Я все еще стояла, закрыв глаза, вместе с теплом мышцы и конечности окутала неожиданная усталость.
– Я думаю, Шинангву был умнее брата. Он знал, что люди хотят быть связаны. Я постоянно приставала к Джимми с расспросами о его матери, о сестрах или о друзьях. Мудрый волк должен был знать, что люди предпочтут быть вместе.
Не разрывая объятий, Уилсон развернул меня к себе, легко скользнув по моей щеке завитками своих волос. Я не хотела открывать глаза, боясь, что если открою их, то увижу, как близко мы стоим друг к другу, и отстранюсь. Но из-за близости складывалось впечатление, будто я держу глаза закрытыми, чтобы он мог поцеловать меня, поэтому я открыла их и подняла на него усталый взгляд.

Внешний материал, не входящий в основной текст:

PR #1323, opened 2024-08-13
[EZ] fix DPO distributed recipe

RdoubleA:
## Context
Some variables were left undefined, causing an error when trying to run the lora_dpo_distributed recipe on main when logging metrics. Copied the missing lines over from the single device recipe.

## Test plan
`tune run --nnodes 1 --nproc_per_node 8 lora_dpo_distributed --config llama2/7B_lora_dpo` works now

### DIFF
--- a/recipes/lora_dpo_distributed.py
+++ b/recipes/lora_dpo_distributed.py
@@ -620,6 +620,9 @@ class LoRADPORecipeDistributed(FTRecipeInterface):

– Иногда мне кажется, что я одна из тех, кто остался в мешке, пока других выбрасывали из него по группам, – прошептала я.
Глаза Уилсона были такими серыми в тусклом свете, исходящем из угла, и походили на сланец, намоченный ливнем. Его лицо излучало внимание и сочувствие, словно каждое сказанное мной слово было исключительно важным. Это было то самое выражение, сила которого покоряла и располагала меня к себе от урока к уроку, изо дня в день, а он даже не догадывался, что я принадлежала ему.